The deal, which values ITN at pounds 106m, brings Carlton and Granada's stake in the company to 20 per cent each and United's to 17 per cent.
United, owner of the Anglia and Meridian ITV franchises, as well as Express newspapers, already owned 5 per cent of ITN.
The announcement ends a seven-year saga at ITN, which has been the subject of negotiations, shifting alliances and bitter battles among leading ITV companies who take the ITN news service.
"It is excellent news that the seven-year controversy surrounding ITN's ownership is resolved," Stuart Purvis, ITN's chief executive, said. "It is particularly good news that it has been resolved in this way."

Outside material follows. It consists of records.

PR #1636, opened 2025-06-10
Take federation status into account when creating content

BentiGorlich:
- display an info alert when a user visits a magazine from a banned instance, that the magazine will not receive any updates, as the instance is banned
- when creating threads, microblogs or comments, throw an exception that the instance is banned and show an error about it
- remove the subscribe/unsubscribe option for magazines from defederated instances

User overview:
grafik

Magazine view:
Bildschirmfoto vom 2025-06-10 22-13-06

Creating thread error:
Bildschirmfoto vom 2025-06-10 22-15-41

Closes #1595

PR #1666, opened 2025-07-05
Fix reading the wrong `magazine` property

BentiGorlich:
`$dto->magazine` seems to be null relatively often, so switch to the already used `$dto->entry->magazine` 

Fixes this error:
>ERROR: php: Warning: Attempt to read property "apId" on null

Introduced in #1636


melroy89 (approved):
Make sense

Carlton and Granada, which held 36 per cent each of ITN until earlier this year, having inherited stakes following their acquisitions, respectively, of Central and London Weekend Television, sold 10 per cent each to Daily Mail & General Trust in April, taking their stakes to 26 per cent each. Yesterday's sale to United brings them down to the 20 per cent limited stipulated in the Broadcasting Act of 1990.
The remaining shareholders of ITN are Reuters with 18 per cent and Scottish Television with 5 per cent.
The Independent Television Commission, which regulates the TV industry, had criticised Granada and Carlton for holding on to their excess shares through "dead-locked" companies, complaining that the arrangements were not in the spirit of the law.
But a Granada source defended the length of time it took to sell off the excess shares, saying it was commercially unfair to be forced to reduce the stake.
The scaling down of the Granada and Carlton positions coincided with negotiations over the renewal of ITN's lucrative contract with the ITV network, under which the news provider was paid pounds 57m a year.